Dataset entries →

Issue #1205, opened 2026-08-04
cogni-consult: trim consult-design-thinking and consult-resume back under the skill body-size cap


sdh07:
## Plugin
cogni-consult

## Current behavior

Three `cogni-consult` skills sit over their complexity-scaled body-size cap
(`cogni-service/scripts/measure-skill-length.sh`, `metric_version: 2`). This is
standing debt that predates the Step 0 work, not a regression from it:

| Skill | Before Step 0 | After Step 0 | Cap at head |
|---|---|---|---|
| `consult-design-thinking` | 31748 / 25500 (**+6248**) | 32332 / 27000 (**+5332**) | cx 14 |
| `consult-resume` | 20626 / 16500 (**+4126**) | 21211 / 18000 (**+3211**) | cx 8 |
| `consult-action-fields` | 20314 / 19500 (**+814**) | 21173 / 21000 (**+173**) | cx 10 |

The Step 0 change moved every margin **toward** budget — adding a step raises
complexity by one, which raises the cap by 1500, while the inserted block costs
only ~580–860 chars. `consult-action-fields` is now effectively at budget and
needs no work. The two that remain materially over are `consult-design-thinking`
and `consult-resume`.

Body size is not a CI gate today (`lint.yml` runs breadcrumb-guard,
external-dispatch-guard and version-bump-gate only), so this surfaces only when a
PR touching one of these files gets graded against a review contract — where it
reads as a blocking finding on work that improved the number.

## Desired behavior

- `consult-design-thinking/SKILL.md` and `consult-resume/SKILL.md` are at or under
  their measured cap, by relocating orchestration prose into
  `cogni-consult/references/` rather than by deleting instruction.
- Every relocated block keeps a pointer from the SKILL.md body, so no behavior is
  lost — the reduction is progressive disclosure, not removal.
- `consult-action-fields` is explicitly out of scope; verify it is still ≤ cap and
  leave it alone.

## Motivation

Two effects, both real. At runtime the whole body is loaded on every invocation,
so the excess is paid on every `consult-design-thinking` and `consult-resume`
call. At review time the over-cap condition fires as a finding against whichever
PR happens to touch the file next, regardless of whether that PR caused it —
which is exactly what happened to the Step 0 change, where the natural remedy was
forbidden by the same contract's scope-containment item.

## Acceptance criteria

- [ ] `measure-skill-length.sh` reports `over_cap: false` for
[...]

PR #1238, opened 2026-08-10
cogni-consult: precompute engagement last_activity in discovery

### LINKED ISSUE #1158: cogni-consult: precompute engagement last_activity in _discover_extractor.py instead of a per-engagement read loop
## Context

Deferred from #1140 during service-resolve. Optional performance follow-up — **not** required
for epic #1147's Definition of Done.

**Deferred item:** Precompute last activity at discovery time by extending
`cogni-consult/scripts/_discover_extractor.py` (and its host contract in
`cogni-workspace/scripts/discover-plugin-projects.sh`) to surface the newest
`.metadata/execution-log.json` `transitions[].timestamp` as an additive `last_activity` key —
replacing the per-engagement read loop that #1140 specifies in SKILL.md prose.

## Why it was deferred rather than shipped

#1140 needs an engagement list **sorted by last activity, descending**, but no pre-selection
data source carries last activity today (verified against `origin/main`):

Exercise prompt → Where a line of the records includes "service", copy it.

Answer to this task →
(`cogni-service/scripts/measure-skill-length.sh`, `metric_version: 2`). This is
Deferred from #1140 during service-resolve. Optional performance follow-up — **not** required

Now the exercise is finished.